=== RECORDS SUPPLIED ===
PR #34022, opened 2025-05-31
[bitnami/minio] fix: apiIngress tls values were ignored

Idotno-1:
### Description of the change

I found out that the following values were not taken into consideration in the templates. This change generates manifests based on those values by modifying the file `templates§tls-secrets.yaml`

```
# previously ignored values
minio:
  apiIngress:
    selfSigned: true # ignored
    secrets: [...] # secrets not created
```

### Benefits

API Ingress TLS secrets are now created. 

### Possible drawbacks

- If the console and API ingress wish to use the same tls secret, they will need to each provide the values, as the secrets name are not the same (`<hostname>-tls` vs `<hostname>-api-tls`).

- For existing users using both ingress with the same tls secrets, this would be breaking
```
# This config currently works because the console and API ingress use the same secret name `<hostname>-tls`
minio:
  ingress:
    # [...]
    hostname: minio.local

    tls: true

    secrets:
    - name: minio.local-tls
      key: "xxx"
      certificate: "xxx"

  apiIngress:
    # [...]
    hostname: minio.local
    path: api/

    tls: true
```

To resolve both of these drawbacks, we could replace the `-api-tls` suffix by the old `-tls` suffix only. However that would break in the following case as we would have two Secret manifest with the same name:

```
minio:
  ingress:
    hostname: minio.local
    tls: true
    selfSigned: true
    # [...]
  apiIngress:
    hostname: minio.local
    tls: true
    selfSigned: true
    # [...]
```

### Testing

With a custom local file `values.more.yaml`:
```
ingress:
  enabled: true

  tls: true

  selfSigned: true

  secrets:
    - name: custom.local-tls
      key: "example"
      certificate: "example"

apiIngress:
  enabled: true

  tls: true

  selfSigned: true

  secrets:
    - name: custom.local-api-tls
      key: "example"
      certificate: "example"
```

I ran a this before and after, and compared the results: 

```bash
cd bitnami/minio/
helm dependency build
helm template . -f values.more.yaml --output-dir /tmp/out
cat /tmp/out/minio/templates/tls-secrets.yaml
```

### Checklist


Idotno-1:
Due to #34037, this PR might be out-of-date now

Idotno-1:
Hello @fmulero, this looks solved ! Have a great day and thanks maintaining theses charts !

Issue #34255, opened 2025-06-08
Allow conditionally removing spec.replicas without creating HPA


nfriday:
### Name and Version

bitnami/thanos

### What is the problem this feature will solve?

Thanos deployments/statefulsets are templated to include the `spec.replicas` field unless autoscaling is enabled via, for example `.Values.receive.autoscaling.enabled`.

e.g. https://github.com/bitnami/charts/blob/fd5e9ffa796b16bb3b55f570cea32915304fc3d1/bitnami/thanos/templates/receive/statefulset.yaml#L21-L23

However, specifying auto-scaling also creates a corresponding HPA resource, e.g. https://github.com/bitnami/charts/blob/fd5e9ffa796b16bb3b55f570cea32915304fc3d1/bitnami/thanos/templates/receive/hpa.yaml#L6

It would be useful to disable the `spec.replicas` field **without** creating a HPA in scenarios where users of the chart wish to supply their own HPA (via KEDA, for example).

In particular in the case of Thanos ingesting receivers, users (like me!) may want to use prometheus metrics (via a KEDA ScaledObject HPA) to scale their ingesting receiver StatefulSet rather than the chart-provided HPA.

### What is the feature you are proposing to solve the problem?

Provide Helm values option, e.g. `.Values.receive.autoscaling.createHorizontalPodAutoscaler` defaulted to `true` (to ensure it is a non-breaking change).

### What alternatives have you considered?

I have considered using Kustomize to patch out the field post-rendering for my specific use case, but this would be more convenient!

carrodher:
Thank you for opening this issue and submitting the associated Pull Request. Our team will review and provide feedback. Once the PR is merged, the issue will automatically close.

Your contribution is greatly appreciated!

nfriday:
Commenting as this is still desired. Is there anything I can adjust on the PR to help get this in?

carrodher:
Sorry for the delay, due to other initiatives in the team, we are taking a bit more than usual to review PRs. I just removed the `stale` label to prevent the bot from closing the issue while it is queued for review.

nfriday:
Resolved by: https://github.com/bitnami/charts/pull/34256

PR #34256, opened 2025-06-08
[bitnami/thanos] Conditional creation of HorizontalPodAutoscaler resources for Thanos components

nfriday:
### Description of the change

Conditionally specify `replicas` field on scalable Deployment/StatefulSet resources for Thanos components based on new per-component `externalAutoscaler` values.

Values are defaulted to `false` to ensure this is a non-breaking change.

### Benefits

Allow users to omit spec.replicas from Deployment/StatefulSet manifests and bring their own scaling mechanisms (e.g. a KEDA controlled HPA for scaling using Prometheus metrics).

### Possible drawbacks

n/a

### Applicable issues

https://github.com/bitnami/charts/issues/34255

### Additional information

n/a

### Checklist


migruiz4:
Hi @nfriday,

Thank you for your contribution and sorry for the late response.

I'm sorry but I think that adding an extra value  `*.createHorizontalPodAutoscaler` shouldn't be the way to go in this case, since the final goal would be to omit the `spec.replicas` from the statefulsets.

The `autoscaling.enabled` already does the job of whether the HPA should be created or not.

I would instead suggest something like:
```
  {{- if not .Values.ruler.autoscaling.enabled .Values.ruler.externalAutoscaler }}
  replicas: {{ .Values.ruler.replicaCount }}
  {{- end }}
```

I feel this way the feature would be more simple, intuitive and easier to maintain.

The value name would be trivial, I thought of `externalAutoscaler` since we usually reference components not managed by the chart as `external`, e.g. externalDatabase.

In the values yaml, description should say something like.
```
## @param ruler.externalAutoscaler If set to true, enable the management of pods autoscaling using external sources, e.g. KEDA autoscaling. The value ruler.replicaCount will be ignored when set to true.
##
externalAutoscaler: false
```

nfriday:
Thanks @migruiz4, and please do not apologize. That you are generous enough to respond at all is incredibly welcome.

I agree with your feedback and have updated this PR accordingly.

bitnami/thanos/values.yaml
```diff
@@ -4873,13 +4885,15 @@ receiveDistributor:
   ## @param receiveDistributor.autoscaling.maxReplicas Maximum number of Thanos Receive Distributor replicas
   ## @param receiveDistributor.autoscaling.targetCPU Target CPU utilization percentage
   ## @param receiveDistributor.autoscaling.targetMemory Target Memory utilization percentage
+  ## @param receive.externalAutoscaler Specifies whether the Thanos Receive Distributor deployment is scaled by an external autoscaler
```
migruiz4: Small typo that is preventing the automatic README generation

```suggestion
  ## @param receiveDistributor.externalAutoscaler Specifies whether the Thanos Receive Distributor deployment is scaled by an external autoscaler
```

PR #34297, opened 2025-06-10
[template] move apiVersion on first element (or kind to second)

alagoutte:
Minor change but align all template to have apiVersion on the first element (or Kind to second...)

help when diff template


fmulero (approved):
Thanks @alagoutte for this contribution.

LGTM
===
Looking at the data above, say how many lines include the string "secrets" and add nothing.

9